PROBLEM STATEMENT
In the data below, find each line carrying the string "pivotal" and copy it out.

PROVIDED DATA

:::

PR #7072, opened 2021-11-02
GEODE-9794: Radish PassiveExpirationManager can throw NPE

jdeppe-pivotal:
### For all changes:


DonalEvans (approved):
I'm a little confused as to how we get null values in the Redis region in the first place, since in theory, every key should have a RedisData object associated with it, otherwise the key gets removed. Is this a race condition where the region is being modified while we're attempting to expire a key?

dschneider-pivotal (approved):

Issue #1113, opened 2017-02-28
View related objects in JSON response


stefanorosanelli:
In JSON object response we now have the expected relation links after #1076 :
```json
"relationships": {
  "{relation_name}": {
      "links": {
          "self": "https://api.example.com/objects/{id}/relationships/{relation_name}"
       }
   }
}
``` 
`links` urls `self` and `related` should respond with a paginated list of related objects

`GET /objects/{id}/{relation_name}` must return a list of related objects
`GET /objects/{id}/relationships/{relation_name}` must return same list with basic data, usually just `id` and `type`

PR #1119, opened 2017-03-02
List related objects

fquffio:
This PR implements both `GET /:objectType/:id/:relation` and `GET /:objectType/:id/relationships/:relation` endpoint, and should solve #1113.

In order to display relationships links correctly, a minor refactor of `JsonApi` utility class was necessary. As a result, a `JsonApiTrait` has been introduced to expose some useful properties (e.g. type, or list of available relationships) at the entity level.

Furthermore, routing has been slightly simplified. In #1074 we might be able to simplify it furtherly.

### DIFF
--- a/plugins/BEdita/API/src/Controller/ObjectsController.php
+++ b/plugins/BEdita/API/src/Controller/ObjectsController.php
@@ -19,8 +19,10 @@ use Cake\Network\Exception\ConflictException;
 use Cake\Network\Exception\InternalErrorException;
 use Cake\Network\Exception\NotFoundException;
 use Cake\Network\Exception\NotImplementedException;
+use Cake\ORM\Query;
 use Cake\ORM\TableRegistry;
 use Cake\Routing\Router;
+use Cake\Utility\Inflector;
 
 /**
  * Controller for `/objects` endpoint.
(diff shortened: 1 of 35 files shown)


plugins/BEdita/API/src/Controller/ObjectsController.php
```diff
@@ -211,4 +254,42 @@ public function delete($id)
...
+    {
+        $this->request->allowMethod(['get', 'post', 'patch', 'delete']);
+
+        $id = $this->request->getParam('id');
+        $relationship = $this->request->getParam('relationship');
+
+        $Association = $this->findAssociation($relationship);
+
+        switch ($this->request->getMethod()) {
+            case 'PATCH':
```
stefanorosanelli, line 273: should also PATCH and POST throw `NotImplementedException` ?

fquffio: Uhm… they already should. 🤔  Those three `case ...:` without a `break` mean that in either of these three cases, the `NotImplementedException` is thrown (see 4th example [here](http://php.net/manual/en/control-structures.switch.php)).

stefanorosanelli: that's right

PR #1130, opened 2017-03-08
Use command pattern

fquffio:
This PR does what has been described in #1074.

### Controllers

All logic in resources' controllers (`RolesController`, `PropertiesController`, `ObjectTypesController`) has been moved to dedicated "Actions" that are used in the abstract `ResourcesController`. Said concrete controllers now simply extend the abstract one and add a couple of lines of configuration. This should make code maintenance slightly easier, and adding controller for new resources (e.g.: Relations) a piece of cake.

In the same fashion, some logic of the `ObjectsController` has been refactored in dedicated actions, and `UsersController` is now a bare extension of `ObjectsController` that adds just a couple of lines of configuration — basically, `UsersCtrl` is to `ObjectsCtrl` what `RolesCtrl` is to `ResourcesCtrl`.

`TrashController` could have been refactored as well to use the same actions as `ObjectsCtrl`, but hasn't for mental sanity reasons: this PR already brings a lot of changes in code, we can take care of that later, maybe.

### Routing

Routing was slightly simplified as well. Routing rules were merged and adding rules for new controllers should be possible by simply adding one line in `APP/plugins/BEdita/API/config/routes.php`. `JsonApi` utility class had to be changed a bit in order to work with new routing rules. Hopefully, such changes also made Scrutinizer happy.

### Actions

Actions should reflect all actions that one can possibly perform on entities, and (since they belong to the Model layer) can be used in Controllers, Shells, and maybe even other Models. So far, actions exist for:

1. listing entities
2. retrieving a single entity
3. saving or modifying an entity
4. deleting an entity
5. listing entities related to a given entity via a specific relationship
6. completely replacing entities related to a given entity via a specific relationship
7. adding entities related to a given entity via a specific relationship
8. removing a subset of entities related to a given entity via a specific relationship

Due to their different nature, most of these actions will actually have a counterpart dedicated to handling of BEdita objects. At the present state, all actions have their "Object"-counterpart, except: 3 (useless, since it would have been exactly the same action — we can introduce a dedicated one in the future, if needed), 6-7-8 (not yet implemented).

Actions for listing entities and objects already come with a `filter` option, that can perhaps be useful in the future.


plugins/BEdita/API/src/Controller/ResourcesController.php
```diff
@@ -97,15 +94,126 @@ protected function findAssociation($relationship)
...
                 }
             }
         }
 
-        throw new NotFoundException(__('Relationship "{0}" does not exist', $relationship));
+        throw new NotFoundException(__d('bedita', 'Relationship "{0}" does not exist', $relationship));
+    }
+
+    /**
+     * Paginated list of resources.
```
stefanorosanelli: `index()` now is used also for entity creation
I like having simplified routing rules, but It seems to me that `index()` and `view()` do too many different things - breaking Single Responsibility Principle
What about a having `add()` `edit()` `delete()` like before, with routing method?

@batopa what do you think?

plugins/BEdita/API/src/Controller/ResourcesController.php
```diff
@@ -97,15 +94,126 @@ protected function findAssociation($relationship)
...
+        $data = $this->paginate($query);
+
+        $this->set(compact('data'));
+        $this->set('_serialize', ['data']);
+
+        return null;
+    }
+
+    /**
+     * View entity's details.
```
stefanorosanelli: like previous comment - `view()` is doing also `delete()` and `edit()`

plugins/BEdita/API/src/Utility/JsonApi.php
```diff
@@ -77,6 +76,44 @@ protected static function extractType($item, $type)
...
+
+            try {
+                $url = Router::url($options, true);
+            } catch (MissingRouteException $e) {
+                $options['object_type'] = $type;
+
+                try {
+                    $url = Router::url($options, true);
+                } catch (MissingRouteException $e) {
+                    // Do not halt if route is missing.
```
stefanorosanelli, line 109: Could be there a problem with this exception? Should we log something?

plugins/BEdita/API/src/Controller/UsersController.php
```diff
@@ -22,10 +22,8 @@
  * Controller for `/users` endpoint.
```
stefanorosanelli, line 16: Unused `use` statements - not part of this PR, but since class logic is inherited they are not needed

plugins/BEdita/API/src/Controller/ResourcesController.php
fquffio: The problem with the previous approach was that if a request with a not supported HTTP verb reached a known endpoint, the response would have been a "Not Found" instead of a "Method Not Allowed" (i.e. `DELETE /users` would have returned 404).

Indeed, this approach does break SRP, but allows us to correctly detect a method not allowed. Having protected methods `add()`, `edit()` and `delete()` and conditionally invoking them (`if ($this->request->is('post') { $this->add($entity); }`) is an option. However, we had already broken SRP in the `relationships()` method, that handles `GET`, `POST`, `PATCH` and `DELETE`, so we should probably refactor that as well.

plugins/BEdita/API/src/Utility/JsonApi.php
fquffio: Surely it's a weird scenario. I tried re-throwing the exception, and the whole test suite does pass, so we can probably assume that in this case something is going wrong, and the developer wants to be informed about that.

plugins/BEdita/API/src/Controller/ResourcesController.php
stefanorosanelli: we can think of a small refactor later, for now:
 * change doc block in `index()` and `view()`
 * rename `view()` to something like `handle()` ?? or other name, calling `view` to *delete* seems weird :smiley:

batopa: Also to me `index()` and `view()` sound weird because of their multiple actions, specially `view()`, but I think we can refactor their names in another issue.

PR #1133, opened 2017-03-09
#1132 feat: dbadmin massRemove of many objects fix

### LINKED ISSUE #1132: shell dbadmin massRemove - error when too many objects
Shell `dbadmin massRemove - type <objectType>` can be problematic when there are too many objects for <objectType>. We could bypass this issue by:
 - providing an `iterationLimit` on objects to delete (delete `iterationLimit` objects per iteration)
`iterationLimit` could be an argument passed to the shell script, with a default value.

didoda:
It fixes #1132

### DIFF
--- a/bedita-app/vendors/shells/dbadmin.php
+++ b/bedita-app/vendors/shells/dbadmin.php
@@ -885,30 +885,34 @@ class DbadminShell extends BeditaBaseShell {
 		$count = $model->find('count', array('conditions' => array('BEObject.object_type_id' => $objTypeId)));
 		$skipids = array();
 		$conditions = array('BEObject.object_type_id' => $objTypeId);
+		App::import('Component', 'Transaction');
+		$transaction = new TransactionComponent('default');
 		while ($count > 0) {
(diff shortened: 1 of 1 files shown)


bedita-app/vendors/shells/dbadmin.php
```diff
@@ -859,31 +859,78 @@ public function clearMediaCache() {
...
 		}
-		$res = $model->deleteAll("BEObject.object_type_id = '$objTypeId'");
-		if($res == false) {
-			$this->out("Error removing items");
-			return;
+		$counter = 0;
+		$count = $model->find('count', array('conditions' => array('BEObject.object_type_id' => $objTypeId)));
+		$skipids = array();
+		$conditions = array('BEObject.object_type_id' => $objTypeId);
+		while ($count > 0) {
```
batopa: It should be better use a transaction to avoid data inconsistency if some delete fails.

batopa (changes requested):

batopa (approved):

Issue #1126, opened 2017-03-08
Date range display and filter with query string


stefanorosanelli:
* view date range elements in JSON response
 * implement query string filter (after #1074) to select object having date ranges with a filter like: `filter[dates][start]=2017-01-01&filter[dates][end]=2017-03-31`

fquffio:
👍  PR merged. I'm closing the issue.

PR #1138, opened 2017-03-13
Issue/v4/1126 date range display filter

stefanorosanelli:
This PR solves #1126 

Most important changes:

-  we can associate entity dynamically using `object_type.associations` field containing a JSON array of associated entities
- `Events` core object type was added + seed
- `filter[date_ranges]` implementation 
- input datetime data are saved using a subset of ISO8601 format - namely the format addressed here https://www.w3.org/TR/NOTE-datetime - minus YYYY and YYYY-MM formats that may be implemented later if necessary
- datetime type custom database handler was added to implement this datetime input format
- integration tests added in `tests/IntegrationTest` with base class `ApiIntegrationTestCase`: associated entities and filter query string  - NB: these test methods MUST have @coversNothing annotation


plugins/BEdita/Core/src/Model/Table/DateRangesTable.php
```diff
@@ -97,4 +95,52 @@ public function buildRules(RulesChecker $rules)
...
+     */
+    public function findDateRanges(Query $query, array $options, $objectAlias = 'Objects')
+    {
+        $options = array_intersect_key($options, ['start_date' => 0, 'end_date' => 0]);
+        if (!empty($options)) {
+            $conditions = [];
+            $subopts = ['gt' => '>', 'lt' => '<', 'ge' => '>=', 'le' => '<='];
+            foreach ($options as $key => $value) {
+                if (is_array($value) && ($k = key($value)) && !empty($subopts[$k])) {
+                    $conditions[] = sprintf("%s.%s %s '%s'", $this->getAlias(), $key, $subopts[$k], $value[$k]);
```
fquffio: Building conditions this way is highly discouraged, AFAIK, as it opens up a way for SQL injections…
It should probably be something like:

```php
$cond = sprintf("%s.%s %s", $this->getAlias(), $key, $subopts[$k]);
$conditions[$cond] = $value[$k];
```

Or, perhaps even better, use `QueryExpression` instead… 🤔

plugins/BEdita/Core/src/Model/Table/DateRangesTable.php
```diff
@@ -97,4 +95,52 @@ public function buildRules(RulesChecker $rules)
...
+                }
+            }
+
+            if (!empty($conditions)) {
+                $subquery = $this->find()->select(['id'])
+                            ->where(sprintf('%s.object_id = %s.id', $this->getAlias(), $objectAlias))
```
fquffio: ~Why not `$query->innerJoinWith()` ?~

**EDIT:** Ok, I think that this finder shouldn't assume that a join with `objects` has already been done. It should probably be more "agnostic" on the Query object it receives. IMHO it should simply filter `date_ranges` by date, regardless of their `object_type_id`. It is `ObjectsTable`'s duty to `INNER JOIN` with `date_ranges` if and when it is necessary. See comment in `ObjectsTable.php`.

plugins/BEdita/Core/src/Model/Table/DateRangesTable.php
```diff
@@ -97,4 +95,52 @@ public function buildRules(RulesChecker $rules)
...
+                            ->andWhere($conditions);
+                $query = $query->where(function ($exp, $q) use ($subquery) {
+                        return $exp->exists($subquery);
```
fquffio: Wrong indentation.

plugins/BEdita/Core/src/Model/Table/ObjectsTable.php
```diff
@@ -170,4 +175,16 @@ public function findType(Query $query, array $options)
...
+    /**
+     * Find by date range using `DateRanges` table findDate filter
+     *
+     * @param \Cake\ORM\Query $query Query object instance.
+     * @param array $options Array of acceptable date range conditions.
+     * @return \Cake\ORM\Query
+     */
+    public function findDateRanges(Query $query, array $options)
+    {
+        return TableRegistry::get('DateRanges')->findDateRanges($query, $options, $this->getAlias());
```
fquffio: Here I think it would probably be better something like:

```php
return $query->innerJoinWith('DateRanges', function (Query $query) use ($options) {
    return $query->find('dateRanges', $options);
});
```

plugins/BEdita/API/src/Utility/JsonApi.php
```diff
@@ -132,7 +132,13 @@ protected static function extractAttributes(array $item)
...
             $item,
             function (&$attribute) {
-                if ($attribute instanceof \JsonSerializable) {
+                if (is_array($attribute)) {
+                    foreach ($attribute as &$value) {
+                        if (is_array($value)) {
+                            unset($value['id'], $value['object_id']);
+                        }
+                    }
+                } elseif ($attribute instanceof \JsonSerializable) {
```
fquffio: I tried adding `id` and `object_id` to the `DateRange::$_hidden` array, and it seems to work exactly the same, with the benefit of keeping `JsonApi` utility class slightly more agnostic. I'd prefer that approach instead.

plugins/BEdita/API/tests/TestCase/Utility/JsonApiTest.php
```diff
@@ -563,4 +563,44 @@ public function testFallbackLinks()
...
+     * Test {@see \BEdita\Core\Utility\JsonApi::formatData()} and
+     * {@see \BEdita\Core\Utility\JsonApi::extractAttributes()} methods.
+     *
+     * @return void
+     *
+     * @covers ::formatData
+     * @covers ::formatItem
+     * @covers ::extractAttributes
+     */
+    public function testFormatDataArray()
```
fquffio: If you choose to follow the advice for `JsonApi` utility class, this test becomes obsolete — and will be the only one to fail in the test suite, which is correct.

plugins/BEdita/Core/src/Model/Table/DateRangesTable.php
```diff
@@ -97,4 +95,52 @@ public function buildRules(RulesChecker $rules)
...
+     * @return \Cake\ORM\Query
+     */
+    public function findDateRanges(Query $query, array $options, $objectAlias = 'Objects')
+    {
+        $options = array_intersect_key($options, ['start_date' => 0, 'end_date' => 0]);
+        if (!empty($options)) {
+            $conditions = [];
+            $subopts = ['gt' => '>', 'lt' => '<', 'ge' => '>=', 'le' => '<='];
+            foreach ($options as $key => $value) {
+                if (is_array($value) && ($k = key($value)) && !empty($subopts[$k])) {
```
fquffio: So we can have just one condition on each field, right? Filters like `['start_date' => ['>' => '...', '<=' => '...']]` aren't allowed.

fquffio (changes requested):
I have found a couple of issues. I might take care of those, if you wish.

plugins/BEdita/Core/src/Model/Table/DateRangesTable.php
stefanorosanelli: One condition now, but we may extend it if necessary

plugins/BEdita/Core/src/Model/Table/DateRangesTable.php
stefanorosanelli: Yes, other `sanitation` schemes are possible I guess
I was thinking on doing it later, but doing it *now* it's ok :wink:

plugins/BEdita/Core/src/Model/Table/DateRangesTable.php
stefanorosanelli: Ok, do you suggest any change?

plugins/BEdita/Core/src/Model/Table/DateRangesTable.php
stefanorosanelli: That's too bad!! :smiley:

plugins/BEdita/Core/src/Model/Table/ObjectsTable.php
stefanorosanelli: Seems ok

plugins/BEdita/API/src/Utility/JsonApi.php
stefanorosanelli: Ok, better use `$_hidden`

batopa (approved):

fquffio (approved):

PR #1139, opened 2017-03-13
feat: dbadmin shell versions, limit object versions

didoda:
This provides method `versions` on `dbadmin` shell.
It limits versions per object, by limit passed as argument, i.e.
```
// remove versions, limiting to a maximum of 10 versions per object
./cake.sh dbadmin versions -limit 10 
```

### DIFF
--- a/bedita-app/vendors/shells/dbadmin.php
+++ b/bedita-app/vendors/shells/dbadmin.php
@@ -1028,6 +1028,80 @@ class DbadminShell extends BeditaBaseShell {
 		$transaction->commit();
 	}
 
+	/**
+	 * Versions of objects util: limit to <n> values per object, by param '-limit'
+	 *
+	 * @return void
+	 */
+	public function versions() {
+		if (empty($this->params['limit'])) {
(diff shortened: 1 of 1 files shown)


bedita-app/vendors/shells/dbadmin.php
```diff
@@ -1028,6 +1028,80 @@ function clonePublication() {
...
+				foreach ($versions as $versionId => $revision) {
+					if ($counter > 0) { // update row => set new revision number to $counter
+						$insertList[] = $versionId;
+					}
+					$counter--;
+				}
+				$objectVersions = array();
+				if (!empty($insertList)) {
+					$revision = 1;
+					$objectVersions = $versionModel->find('all', array(
```
batopa, line 1073: Should it be ordered by revision desc?

batopa: ehm... asc

didoda: by revision asc (default). biggest number => more recent version.

Issue #1122, opened 2017-03-06
Relation parameters


fquffio:
After #1114 we'll also need a proper handling of relation parameters.

Each relation defined can have `relations.params` column populated with a definition of allowed parameters. The proposed format for such definition is [JSON Schema](http://json-schema.org/).

Then, each row in `object_relations` can have its `object_relations.params` column populated if and only if the JSON in `object_relations.params` validates against the schema defined in the related `relations.params` column.

Open questions:
1. What should happen if a relation definition changes when relations of that kind already exist? Should we re-validate all params? How should we behave in case issues arise?
2. How are relation parameters displayed in JSON API response? [According to the spec](http://jsonapi.org/format/#document-resource-identifier-objects) it looks like we should put all these information in the `meta` object in each relationship definition.
3. What's the correct response in case a relationship params fail to validate? **400 Bad Request** or rather silently ignoring such parameters?

fquffio:
@bedita/core Please share your opinions. 😃

stefanorosanelli:
About the 3 questions:
 2. i would put in `meta` as you suggest
 3. if a relationship param fail to validate, i would avoid error (as Robustness Principle suggests) - some sort of warning/information in a `meta` response could be useful, in general, not just here
 
As for 1. probably we will have to revalidate everything or keep everything and give warnings on single requests as params are no more valid. Difficult to say at the moment, but some strategy is needed. 
Or we can send user threatening messages as he tries to change a definition :smiling_imp:

Issue #1114, opened 2017-02-28
CRUD operations on related objects


stefanorosanelli:
[after #1113]
Using URLs like `/objects/{id}/relationships/{relation_name}` CRUD operations on related object are to be implemented.
 
In terms of HTTP methods and URLs:
`POST|PATCH|DELETE /objects/{id}/relationships/{relation_name}`

PR #1150, opened 2017-03-17
BEdita object relations CRUD

fquffio:
This PR solves #1114 and (partially) #1122 by allowing relationships management between BEdita objects.

Relationships between BEdita objects are many-to-many relationships, thus `PATCH`, `POST` and `DELETE` methods have been implemented, as per [JSON API specification](http://jsonapi.org/format/#crud-updating-to-many-relationships).


plugins/BEdita/API/src/Model/Action/UpdateAssociatedAction.php
```diff
@@ -14,12 +14,14 @@
...
 use BEdita\Core\Model\Action\BaseAction;
+use Cake\Database\Expression\QueryExpression;
 use Cake\Datasource\Exception\RecordNotFoundException;
 use Cake\ORM\Association;
+use Cake\ORM\Association\BelongsToMany;
 use Cake\Utility\Hash;
 
 /**
- * Command to add links between entities.
+ * Command to update links between entities.
```
stefanorosanelli, line 24: Why in `BEdita/API` and not in `BEdita/Core`? seems quite *core*

Why same name as the abstract `UpdateAssociatedAction` in *core*?

stefanorosanelli: Some more info in doc block may help

fquffio: This action is only a wrapper around concrete implementations of `BEdita\Core\Model\Action\UpdateAssociatedAction`. We introduced in `BEdita\API` in #926  to parse the `$request` data, fetch all required entities and pass all the pre-populated data structures to the downstream Action. Therefore, I think it fits in BEdita/API, since another invocation of the downstream action wouldn't probably have a Request object ready for use… 🤔 

👍  for improving docblock. I'm on it.

PR #1153, opened 2017-03-20
Replace existing date ranges on save

### LINKED ISSUE #1152: Patching an entity with `date_ranges` adds new ranges instead of replacing
When issuing a `PATCH` request on a BEdita object that already had one or more `date_ranges`, the ranges passed in the request are added to the list of object's ranges, instead of replacing existent ones.

fquffio:
This PR fixes #1152. Now, existing date ranges are replaced when an entity is patched.

This has a drawback: since date ranges IDs are not exposed via API, every time an object is saved _all_ associated date ranges are deleted, and new ones are saved even if nothing at all has changed. I think we should think of some sort of optimization to avoid `date_ranges` table `AUTO_INCREMENT` go crazy. 😄  This should probably be achieved with a `_setDateRanges()` custom setter in `ObjectEntity` class.

### DIFF
--- a/plugins/BEdita/Core/tests/TestCase/Model/Table/ObjectsTableTest.php
+++ b/plugins/BEdita/Core/tests/TestCase/Model/Table/ObjectsTableTest.php
@@ -3,7 +3,6 @@ namespace BEdita\Core\Test\TestCase\Model\Table;
 
 use Cake\ORM\TableRegistry;
 use Cake\TestSuite\TestCase;
-use Cake\Utility\Text;
 
 /**
  * {@see \BEdita\Core\Model\Table\ObjectsTable} Test Case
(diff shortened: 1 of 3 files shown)


plugins/BEdita/Core/tests/TestCase/Model/Table/ObjectsTableTest.php
```diff
@@ -3,6 +3,7 @@
 
 use Cake\ORM\TableRegistry;
 use Cake\TestSuite\TestCase;
+use Cake\Utility\Text;
```
stefanorosanelli: unused import?

fquffio: Oooops. 🙃

stefanorosanelli:
`Replace` strategy seems fine now
Don't see any harm in having ID's iwth potentially high values for now....

Issue #1154, opened 2017-03-20
Unique names are not generated properly in CTI


fquffio:
When a table extends another table via CTI, some behaviors (`UniqueNameBehavior`, for instance) are not triggered properly unless specifically bound to the descendants tables as well.

Currently we have some issues when saving objects with similar titles, as `UNIQUE` constraints on `objects.uname` column prevent latter saves.

stefanorosanelli:
We have the same behavior also with `documents` object type, using only `objects` table: 400 error when using an existing title... 

Another tricky scenario:
 * create a document with empty title - OK
 * create another document with empty title - 400 response

PR #1157, opened 2017-03-22
Avoid errors on uname validation

batopa:
This PR solves #1154

The issue wasn't with CTI but with validation.
`beforeMarshal`  was removed and all the magic happens in `beforeSave()`.

### DIFF
--- a/plugins/BEdita/API/tests/IntegrationTest/UniqueNameTest.php
+++ b/plugins/BEdita/API/tests/IntegrationTest/UniqueNameTest.php
@@ -1,0 +1,79 @@
+<?php
+/**
+ * BEdita, API-first content management framework
+ * Copyright 2017 ChannelWeb Srl, Chialab Srl
+ *
+ * This file is part of BEdita: you can redistribute it and/or modify
+ * it under the terms of the GNU Lesser General Public License as published
+ * by the Free Software Foundation, either version 3 of the License, or
+ * (at your option) any later version.
+ *
+ * See LICENSE.LGPL or <http://gnu.org/licenses/lgpl-3.0.html> for more details.
+ */
+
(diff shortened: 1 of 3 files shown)


plugins/BEdita/API/tests/IntegrationTest/UniqueNameTest.php
```diff
@@ -0,0 +1,79 @@
...
+        $sendRequest = function ($type) use ($attributes) {
+            $data = [
+                'type' => $type,
+                'attributes' => $attributes,
+            ];
+            $endpoint = '/' . $type;
+            $requestBody = json_encode(compact('data'));
+            $this->configRequestHeaders('POST');
+
+            $this->post($endpoint, $requestBody);
```
stefanorosanelli, line 59: More general remark: should we remove data we insert in a unit test?
in some tests we expect e predefined number of objects (from fixtures data)
Here is not a problem, but do we need a rule for that? just wondering...

fquffio: All tables are already automatically truncated and re-populated at the end of each test. Database data cleanup is not our concern.

stefanorosanelli: Yes, but the problem was inside some of our first test cases like `ObjectsControllerTest::testAdd` - probably we should never rely on a predefined number of records in a test

fquffio: Oh, I see what you mean. Yeah, I totally agree! Tests that rely on entities count should probably look like:

```
$count = $Table->find()->count();
$Table->save($myBrandNewEntity);
static::assertSame($count + 1, $Table->find()->count());
```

:::

SOLUTION TO THE PROBLEM
jdeppe-pivotal:
dschneider-pivotal (approved):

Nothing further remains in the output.